I’m not sure, but I think you have to enable the search optional core module for this to work. Instead of immediately calling node_load, we run a search first. For this, we can use the do_search function. Note that we need some trickery here to limit the search results to certain nodetypes (the 3rd and 4th arguments):
$res = do_search($matches[1], 'node', "INNER JOIN {node} n ON n.nid = i.sid", "(n.type = 'band')");
do_search only returns the 10 best results, which is fine because we only need a single one in this case. If you intend to use it for other purposes, this is something to take into account, though. The results are returned as an array. The sid field of a result corresponds to the node id of the matched node. This means that we can acquire the node object we need as follows:
$nd = node_load($res[0]->sid);
Now all we need to do is use the node information to create a link. Drupal provides a convenient function for this called l:
$result = l($nd->title, 'node/' . $nd->nid);
Now, we can enter <band>thordendal</band>, and it will be replaced by a correct link: <a href="http://got-djent.com/node/36">Fredrik Thordendal's Special Defects</a>. Nice. There are a few edge cases that we haven’t taken into account yet, though: what if there are no matches, for example? The nice thing to do is then to just return the text between the tags, without linking anywhere:
$res = do_search($matches[1], 'node', "INNER JOIN {node} n ON n.nid = i.sid", "(n.type = 'band')"); if (empty($res)) { $result = $matches[1]; // return the unchanged match if no node is found (the tags are removed) } else { $nd = node_load($res[0]->sid); // get the node corresponding to the first (best) result $result = l($nd->title, 'node/' . $nd->nid); // create a link }
There is one more problem with this: do_search complains if you give it a single keyword that is shorter than 3 characters. It would be nice if this error was supressed and nothing happened, instead:
if (strlen(trim($matches[1])) < 3) { $result = $matches[1]; // search keywords need to be at least 3 characters, so do nothing } else { $res = do_search($matches[1], 'node', "INNER JOIN {node} n ON n.nid = i.sid", "(n.type = 'band')"); if (empty($res)) { $result = $matches[1]; // return the unchanged match if no node is found (the tags are removed) } else { $nd = node_load($res[0]->sid); // get the node corresponding to the first (best) result $result = l($nd->title, 'node/' . $nd->nid); // create a link } }
All done! Setting up <release> tags for albums works in exactly the same way. Note that using do_search has another advantage in this case: when there are two albums with the same name, the artist can be specified to differentiate between them. This also enables linking to albums with names shorter than 3 characters. To link to the album “I” by the band “Xerath” (an awesome album by the way
), you can enter <release>Xerath I</release>. To link to the album “I” by the band “Meshuggah” (also a brilliant album), enter <release>Meshuggah I</release>.
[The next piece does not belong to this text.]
PR #1094, opened 2026-07-21
Prevent duplicate scheduling of image processing actions

girishpanchal30:
### All Submissions:

Added a check to verify whether the `optml_start_processing_images` action is already scheduled. If it isn't, the action is scheduled. This prevents multiple instances of the same action from being scheduled.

Stuff that I forgot to mention earlier
To experiment with PHP code using the Drupal API, you can use the method described here. In short: enable the PHP filter optional core module, stuff your code into the body field of a new node, set the input format to “PHP code” and preview it.
It is also interesting to note that this works great with the pathauto module; the links inserted are the aliased versions, if they exist. The l function takes care of this, apparently. This means that <band>Meshuggah</band> will link to http://got-djent.com/band/meshuggah, rather than to http://got-djent.com/node/2. Awesome
.
A downside of this method is that it isn’t very DRY. The same code has to be added for each content type. I guess it could be interesting to turn this into a full fledged Drupal module, but I don’t have the time to write and maintain it at the moment. If you think this is useful and would like to implement it, by all means, go ahead.